PR #1684, opened 2016-02-23
Catch Net::ReadTimeout errors when stopping the browser

bsedat:

### DIFF
--- a/rb/lib/selenium/webdriver/chrome/service.rb
+++ b/rb/lib/selenium/webdriver/chrome/service.rb
@@ -83,7 +83,7 @@ module Selenium
 
           @process.poll_for_exit STOP_TIMEOUT
         rescue ChildProcess::TimeoutError
-          # ok, force quit
+        ensure
           @process.stop STOP_TIMEOUT
         end
 
--- a/rb/lib/selenium/webdriver/edge/service.rb
+++ b/rb/lib/selenium/webdriver/edge/service.rb
@@ -83,7 +83,7 @@ module Selenium
 
           @process.poll_for_exit STOP_TIMEOUT
         rescue ChildProcess::TimeoutError
-          # ok, force quit
+        ensure
           @process.stop STOP_TIMEOUT
         end
 
--- a/rb/lib/selenium/webdriver/firefox/service.rb
+++ b/rb/lib/selenium/webdriver/firefox/service.rb
@@ -82,7 +82,7 @@ module Selenium
 
           @process.poll_for_exit STOP_TIMEOUT
         rescue ChildProcess::TimeoutError
-          # ok, force quit
+        ensure
           @process.stop STOP_TIMEOUT
         end
 
--- a/rb/lib/selenium/webdriver/phantomjs/service.rb
+++ b/rb/lib/selenium/webdriver/phantomjs/service.rb
@@ -78,7 +78,7 @@ module Selenium
 
           @process.poll_for_exit STOP_TIMEOUT
         rescue ChildProcess::TimeoutError
-          # ok, force quit
+        ensure
           @process.stop STOP_TIMEOUT
 
           if Platform.jruby? && !$DEBUG


titusfortner:
I'm not sure I follow what condition your system has to be in for the server to still be running, but not responding. Do we also need to avoid `poll_for_exit` in that case? Do you have a reproducible test case that would make this easier for me to understand the desirability of this? @p0deje - do you see a reason to rescue or not rescue this here?

bsedat:
I've run into this before when the system is under heavy load (and probably fairly underpowered).

You bring up a good issue regarding the `poll_for_exit` call. It's still possible that the server has received the request, but the system is too hosed in order for it to respond in time. I think I'm okay moving the rescue to be tightly around the Net::HTTP calls if that is what is preferred.

p0deje:
Assuming something goes completely wrong in stopping chromedriver (i.e. it doesn't respond), it's perfectly fine to raise an exception stating this. The process is still killed since it's child process of test runner (or any other process starting selenium session), so I don't see a reason to suppress the exception. In this case, you'll have no idea if something is going wrong.

bsedat:
I was seeing the Process exit handler error out before killing the child process. In this case I believe the child process is still alive, just that the host is too taxed to respond to HTTP requests promptly. 

I think we should make a best-effort to notify the child process to shut down gracefully, and if we fail to do that then kill it forcefully. The Net::HTTP call was throwing the `Net::ReadTimeout` error and aborting the exit handler before it got a chance to call `@process.stop STOP_TIMEOUT` (which probably should bubble up any fatal errors at that point).

p0deje:
I see your point, though I'm still not sure if this brings any issues rather than raises `Net::ReadTimeout` - the chromedriver process is still killed, isn't it?

bsedat:
Seems like it, although I can't confirm because we were running into this while running a legacy test suite in over-taxed containers that get destroyed promptly either way. The ruby process would exit abnormally (exit code 1) because an exit handler raised an error - catching that and letting ChildProcess kill the browser once the graceful shutdown timed out seemed to follow what the code was already doing when catching the ChildProcess timeout.

I believe this is a separate problem from my other pull request https://github.com/SeleniumHQ/selenium/pull/1631. That was attempting to address a long-running process that starts and stops many browsers over hours/days leaking orphaned chromedriver/chrome processes.

I did a quick test and confirmed that one exit handler raising an error does not abort others that have been registered. I'm happy to surround the `Net:HTTP` call with a specific rescue block to allow ChildProcess to wait a little bit longer for the process to maybe end on its own (the call to `@process.poll_for_exit STOP_TIMEOUT`) if you would like.

p0deje:
> The ruby process would exit abnormally (exit code 1) because an exit handler raised an error

Are you saying that previous calls to ChromeDriver were working fine and only the last one (stop) is timing out?

> That was attempting to address a long-running process that starts and stops many browsers over hours/days leaking orphaned chromedriver/chrome processes.

I see the problem here, though maybe it makes sense to extract the part which starts/stops browser and fork it into its own process group from the long-running process?

Generally, there is no single approach of stopping drivers in different bindings. Java will throw exception if request to `/shutdown` times out but ensures process is killed, JavaScript simply kills the process, Python/Ruby make request to `/shutdown` without rescuing timeouts. Assuming there is no specific way to do that, I'm fine to make one of the following:

1. Change `#stop` so that it ensures call to `@process.stop` (which simply does nothing if process is already stopped). In this case, we'll still be getting exceptions and be able to see that something is wrong.
2. Rescue timeout error and force `@process.stop` (what this PR does). This may be a bit misleading since exception is suppressed, so maybe exceptions should be re-raised.

@titusfortner @lukeis Do you have any thoughts on this?

titusfortner:
I think what we want is:
```
rescue ChildProcess::TimeoutError
ensure
  @process.stop STOP_TIMEOUT
end
```
We don't need the ChildProcess::TimeoutError raised, but I think we would want the Net::ReadTimeout raised, but either way, we'll get the process stopped

bsedat:
Updated the pull request. Maybe in the future there can be a configuration option somewhere for configuring the behavior of the browser's exit handler?

titusfortner:
Great, thanks. What alternatives do you want to be able to configure?

titusfortner:
Merged: 0d942bcd55a897101aa921f45a9b1feeb3f761dc

PR #1695, opened 2016-02-25
Add documentation explaining stale WebElements

ERonayne:

Documentation was added to remote/webelement.py and
remote/errorhandler.py in order to make it clear why a
StaleElementReferenceException was thrown. An example was also provided
of how to handle the exception.

### DIFF
--- a/py/selenium/webdriver/remote/errorhandler.py
+++ b/py/selenium/webdriver/remote/errorhandler.py
@@ -81,6 +81,23 @@ class ErrorHandler(object):
         """
         Checks that a JSON response from the WebDriver does not have an error.
 
+        If an element is no longer part of the DOM a StaleElementReferenceException
+        will be thrown. An element is most often no longer part of the DOM because
+        the DOM has been destroyed. The DOM is destroyed when a new web page is loaded.
+        This even includes refreshing the same web page.
+
+        In order to handle a StaleElementReferenceException you must re-find the WebElement.
+
+        For Example:
+
+            try:
+                element = driver.find_element_by_css_selector(css_selector)
+                element.click()
+            except StaleElementReferenceException:
+                driver.get(url)
+                element = driver.find_element_by_css_selector(css_selector)
+                element.click()
+
         :Args:
          - response - The JSON response from the WebDriver server as a dictionary
            object.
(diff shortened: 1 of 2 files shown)


py/selenium/webdriver/remote/errorhandler.py
```diff
@@ -81,6 +81,23 @@ def check_response(self, response):
         """
         Checks that a JSON response from the WebDriver does not have an error.
 
+        If an element is no longer part of the DOM a StaleElementReferenceException
```
lukeis: not really a good reason to add this py doc here. Most users shouldn't be calling (or even looking at) the ErrorHandler class, it's mostly an internal class to handle responses from the server

py/selenium/webdriver/remote/webelement.py
```diff
@@ -47,7 +47,25 @@ class WebElement(object):
     reference is still valid.  This essentially determines whether or not the
     element is still attached to the DOM.  If this test fails, then an
     ``StaleElementReferenceException`` is thrown, and all future calls to this
-    instance will fail."""
+    instance will fail.
+
+    If an element is no longer part of the DOM a StaleElementReferenceException
```
lukeis: again this is not really an appropriate place to be putting this sort of documentation

py/selenium/webdriver/remote/webelement.py
```diff
@@ -47,7 +47,25 @@ class WebElement(object):
...
+
+    For Example:
+
+        try:
+            element = driver.find_element_by_css_selector(css_selector)
+            element.click()
+        except StaleElementReferenceException:
+            driver.get(url)
+            element = driver.find_element_by_css_selector(css_selector)
+            element.click()
```
lukeis: This example code is showing a very bad code practice. A more practical example would be using an expected_condition (ignoring stale element):

    from selenium.webdriver.support.wait import WebDriverWait
    from selenium.webdriver.support.expected_conditions import visibility_of_element_located
    from selenium.common.exceptions import StaleElementReferenceException

    WebDriverWait(driver, 10, ignored_exceptions=StaleElementReferenceException)
        .until(visibility_of_element_located((By.CSS_SELECTOR, selector))).click()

┄┄┄┄┄┄

* [Exercise]: Which lines of the data above contain the string "abnormally"? Copy each of them.

* [Exercise response]:
Seems like it, although I can't confirm because we were running into this while running a legacy test suite in over-taxed containers that get destroyed promptly either way. The ruby process would exit abnormally (exit code 1) because an exit handler raised an error - catching that and letting ChildProcess kill the browser once the graceful shutdown timed out seemed to follow what the code was already doing when catching the ChildProcess timeout.
> The ruby process would exit abnormally (exit code 1) because an exit handler raised an error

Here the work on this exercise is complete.